* WORK INSTRUCTIONS:
Among the records that follow, set down only the lines from the one containing "we need to." to the one containing "I think that using", both included, exactly.

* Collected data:
::::::::
PR #288, opened 2021-02-25
Accept Cow<'a, [u8]> for PLTE and tRNS data

AlexTMjugador:
Currently, a user of this crate, when encoding a PNG file with custom PLTE or tRNS data, is forced to pass that data as an owned Vec<u8>. However, the internals of this library do not really need an owned vector, just something that can be converted to a byte slice, and the requirement of a Vec may introduce unneeded copies and allocations in client code.

Fix the situation by accepting a `Cow<'a, [u8]>` instead, which will allow the library to clone the data to get ownership of it if needs it in the future.

### DIFF
--- a/src/decoder/mod.rs
+++ b/src/decoder/mod.rs
@@ -833,10 +833,7 @@ impl SubframeInfo {
     }
 }
 
-fn expand_paletted<P: AsRef<[u8]>, T: AsRef<[u8]>, I: AsRef<[u8]>>(
-    buffer: &mut [u8],
-    info: &Info<P, T, I>,
-) -> Result<(), DecodingError> {
+fn expand_paletted<P: AsRef<[u8]>, T: AsRef<[u8]>, I: AsRef<[u8]>>(buffer: &mut [u8], info: &Info<P, T, I>) -> Result<(), DecodingError> {
     if let Some(palette) = info.palette.as_ref() {
         if let BitDepth::Sixteen = info.bit_depth {
             // This should have been caught earlier but let's check again. Can't hurt.
@@ -852,8 +849,7 @@ fn expand_paletted<P: AsRef<[u8]>, T: AsRef<[u8]>, I: AsRef<[u8]>>(
             if let Some(ref trns) = info.trns {
                 utils::unpack_bits(buffer, 4, info.bit_depth as u8, |i, chunk| {
                     let (rgb, a) = (
-                        palette
-                            .as_ref()
+                        palette.as_ref()
                             .get(3 * i as usize..3 * i as usize + 3)
                             .unwrap_or(&black),
                         trns.as_ref().get(i as usize).unwrap_or(&0xFF),
@@ -865,8 +861,7 @@ fn expand_paletted<P: AsRef<[u8]>, T: AsRef<[u8]>, I: AsRef<[u8]>>(
                 });
             } else {
                 utils::unpack_bits(buffer, 3, info.bit_depth as u8, |i, chunk| {
-                    let rgb = palette
-                        .as_ref()
+                    let rgb = palette.as_ref()
                         .get(3 * i as usize..3 * i as usize + 3)
                         .unwrap_or(&black);
                     chunk[0] = rgb[0];
@@ -883,10 +878,7 @@ fn expand_paletted<P: AsRef<[u8]>, T: AsRef<[u8]>, I: AsRef<[u8]>>(
     }
 }
 
-fn expand_gray_u8<P: AsRef<[u8]>, T: AsRef<[u8]>, I: AsRef<[u8]>>(
-    buffer: &mut [u8],
-    info: &Info<P, T, I>,
-) {
+fn expand_gray_u8<P: AsRef<[u8]>, T: AsRef<[u8]>, I: AsRef<[u8]>>(buffer: &mut [u8], info: &Info<P, T, I>) {
     let rescale = true;
     let scaling_factor = if rescale {
         (255) / ((1u16 << info.bit_depth as u8) - 1) as u8
--- a/src/decoder/mod.rs
+++ b/src/decoder/mod.rs
@@ -1,8 +1,8 @@
 mod stream;
 mod zlib;
 
-use self::stream::{FormatErrorInner, CHUNCK_BUFFER_SIZE};
 pub use self::stream::{Decoded, DecodingError, StreamingDecoder};
+use self::stream::{FormatErrorInner, CHUNCK_BUFFER_SIZE};
 
 use std::io::{BufRead, BufReader, Read, Write};
 use std::mem;
--- a/src/decoder/mod.rs
+++ b/src/decoder/mod.rs
@@ -833,7 +833,10 @@ impl SubframeInfo {
     }
 }
 
-fn expand_paletted<P: AsRef<[u8]>, T: AsRef<[u8]>, I: AsRef<[u8]>>(buffer: &mut [u8], info: &Info<P, T, I>) -> Result<(), DecodingError> {
+fn expand_paletted<P: AsRef<[u8]>, T: AsRef<[u8]>, I: AsRef<[u8]>>(
+    buffer: &mut [u8],
+    info: &Info<P, T, I>,
+) -> Result<(), DecodingError> {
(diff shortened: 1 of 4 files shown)


HeroicKatora (changes requested):
I'm quite uncomfortable with the amount of type parameters that this introduces. It adds quite a bit of code bloat from monomorphization in the worst case, and requires them to be specified explicitly. Would changing the fields' types to `Cow<'lt, [u8]>` work as well? This would merely introduce _one_ lifetime parameter that would default to `'static` (mostly equivalent to the current type) in many cases.

AlexTMjugador:
Thanks for the review! I also share your view that this is kind of uncomfortable, as evidenced by how the tests fail to compile now because of the required type parameters. I'll try your suggestion of using `Cow` and see how it works ASAP.

HeroicKatora:
And if this also turns out to still be quite the churn, then the fallback idea after that would be to allow writing these chunks separately, after having turned the IHDR into a `Writer`. This way, any extra type of lifetime parameter added would be local to a single method at a time—or it might be provided by a separate method.

But let's see if we can milk the `Cow<_>` idea first.

AlexTMjugador:
I've just implemented the suggested `Cow<'a, [u8]>` approach, which is indeed more ergonomic. However, there still is a matter that I think that is important to discuss.

https://github.com/image-rs/image-png/blob/7ed5169f56d3224a84f01a0309cddbef25844903/src/encoder.rs#L583-L586

In this test I've changed the original `encoder.stream_writer()` call to `encoder.into_stream_writer()`. This consumes the `Writer`, and although the caller is not able to use it anymore, this has no side effects for this test. However, the whole purpose of the original non-consuming call is to allow appending additional chunks after writing the image data, which sounds like a legitimate use case. Now, consider the new signature of that method:

https://github.com/image-rs/image-png/blob/7ed5169f56d3224a84f01a0309cddbef25844903/src/encoder.rs#L306-L316

Because it now takes `&'a mut self`, which is needed for the compiler to accept the code, the returned `StreamWriter` must outlive the `Writer`, which generates funky compiler errors when using the `stream_writer` method in that test case. I've tried changing scopes and lifetime parameters to no avail, and I feel that something may be fundamentally wrong with my code, but my google-fu has failed and I don't really know how I should tackle this.

Other than that, these changes:

1. Saved a clone in a test case: https://github.com/image-rs/image-png/blob/948e526b987f8a7ec025db9d88db6a047b56bdc9/src/encoder.rs#L622-L628
2. Removed this function, that was used internally even though it was not really necessary, and isn't mentioned in the docs: https://github.com/image-rs/image-png/blob/32c9d2c2230ce0cd0f0d1f26b76057a7fb94cc49/src/decoder/stream.rs#L1057-L1060

Which I think that are nice improvements.

src/decoder/mod.rs
```diff
@@ -203,13 +203,13 @@ impl<R: Read> Decoder<R> {
     }
 }
 
-struct ReadDecoder<R: Read> {
+struct ReadDecoder<'a, R: Read> {
     reader: BufReader<R>,
-    decoder: StreamingDecoder,
+    decoder: StreamingDecoder<'a>,
     at_eof: bool,
 }
```
HeroicKatora, line 210: The decoder doesn't need to have a lifetime parameter. It will _always_ allocate the chunks itself, i.e. the decoder always produces `Cow::Owned()`. Then the `Info` struct within it should use `'static` and not expose the parameter further.

src/decoder/stream.rs
```diff
@@ -321,13 +321,13 @@ impl From<DecodingError> for io::Error {
...
 /// PNG StreamingDecoder (low-level interface)
-pub struct StreamingDecoder {
+pub struct StreamingDecoder<'a> {
     state: Option<State>,
     current_chunk: ChunkState,
     /// The inflater state handling consecutive `IDAT` and `fdAT` chunks.
     inflater: ZlibStream,
     /// The complete image info read from all prior chunks.
-    info: Option<Info>,
+    pub(crate) info: Option<Info<'a>>,
```
HeroicKatora, line 330: Referring to this field here.

src/encoder.rs
```diff
@@ -199,9 +199,9 @@ impl<W: Write> Encoder<W> {
 }
 
 /// PNG writer
-pub struct Writer<W: Write> {
+pub struct Writer<'a, W: Write> {
     w: W,
-    info: Info,
+    info: Info<'a>,
```
HeroicKatora, line 204: Are the relevant fields actually used, from here one forward? If not then it would also be possible to remove the lifetime parameter here (thus addressing the concern of `StreamWriter`). We'd need to rebuild a new `Info<'static>` from the non-borrowed parts of the struct built in `Encoder`, and drop all borrowed parts.

src/decoder/mod.rs
AlexTMjugador: Indeed, that simplifies the signatures a bit. Thanks.

src/encoder.rs
AlexTMjugador: The `Writer` has a `init()` method (used by the `write_header` implementation of `Encoder`) that calls `encode` in `Info<'a>`. In turn, `encode` writes both PLTE and tRNS chunks if present. I'll think more about how can I tackle the `StreamWriter` concern with this information, but I'd say that `Writer` indirectly uses those fields.

AlexTMjugador:
Your review made me realize that I can lend the `Writer` struct another struct with only a subset of the `Info` parameters, and then pass on a reference to the real `Info` struct (which contains the actual PLTE and tRNS data) during the `init` call. This way the problem with lifetimes on Writer is entirely avoided, and in my opinion the resulting code is much more readable. As expected, this also fixes the problem with `encoder.stream_writer()` not working, so I reverted the affected test to its original version. Thanks!

HeroicKatora (commented):
Codewise this all seems clean, I'd like to have one look at benchmarks. I suspect that the optimizer is smart enought to avoid any overhead on the `to_info()` cast—or that they appear seldom enough so that it doesn't matter. But hard data is better than a suspicion.

AlexTMjugador:
I've just benchmarked the current master (commit `08fe119`, which had the role of the "old" version while benchmarking) against the latest commit of this PR (commit `47506e8`, the "new" version), on the same Debian Linux desktop PC with the same background tasks open. [This text file](https://github.com/image-rs/image-png/files/6065244/Commands.txt) shows the output of `uname -a` and `rustc -V` (I'm using Rust nightly fe1bf8e05 2021-02-23, 1.52.0) commands, and the relevant output of the `cargo bench` command I used a single time for each commit to test the performance (first on the "old" version, then on the "new" version). Criterion generated [this HTML report](https://github.com/image-rs/image-png/files/6065241/Criterion.benchmark.zip) with the results.

Based on this data, I'm inclined to conclude that these changes introduce extremely reduced performance regressions (in the order of less than 1%, tens of ms, on a 2011 Intel Core i3-2100 CPU) that, as explained in the Criterion report, are well within error margin and not likely to impact any real world usage, even on the worst case scenario.

HeroicKatora:
Thanks a lot!

Shnatsel:
I appreciate the thought of leaving the API open-ended enough to allow cloning in the future. However, I think this could be accomplished in the current code even without Cow, with a plain slice, and remove some of the complexity that way. Specifically my concern is that Cow is somewhat unergonomic.

Since the `image` API is not yet at 1.0, I am tempted to try the plain slice and see if that runs into any issues; this would improve API ergonomics a bit, and we could still backtrack on this if we need to.

AlexTMjugador:
I think that using a `Cow` internally makes sense, as its whole purpose is being open-ended enough to allow cloning if necessary, like you stated. Using a slice instead may be simpler now, but if the need to clone the data arises in the future, then we'll have to reimplement `Cow` functionality with methods like `copy_from_slice`, or use a `Cow` then, which does not seem so ergonomic.

However, I agree that offering an API that hides this away from the users of the library may be a good idea. I think that providing two variants of the methods to set the PLTE and tRNS data, one that takes borrowed data and other that takes owned data, would be pretty ergonomic for users, and under the hood we can simply instantiate a `Cow` struct with that as appropriate.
::::::::
* OUTPUT:
Since the `image` API is not yet at 1.0, I am tempted to try the plain slice and see if that runs into any issues; this would improve API ergonomics a bit, and we could still backtrack on this if we need to.

AlexTMjugador:
I think that using a `Cow` internally makes sense, as its whole purpose is being open-ended enough to allow cloning if necessary, like you stated. Using a slice instead may be simpler now, but if the need to clone the data arises in the future, then we'll have to reimplement `Cow` functionality with methods like `copy_from_slice`, or use a `Cow` then, which does not seem so ergonomic.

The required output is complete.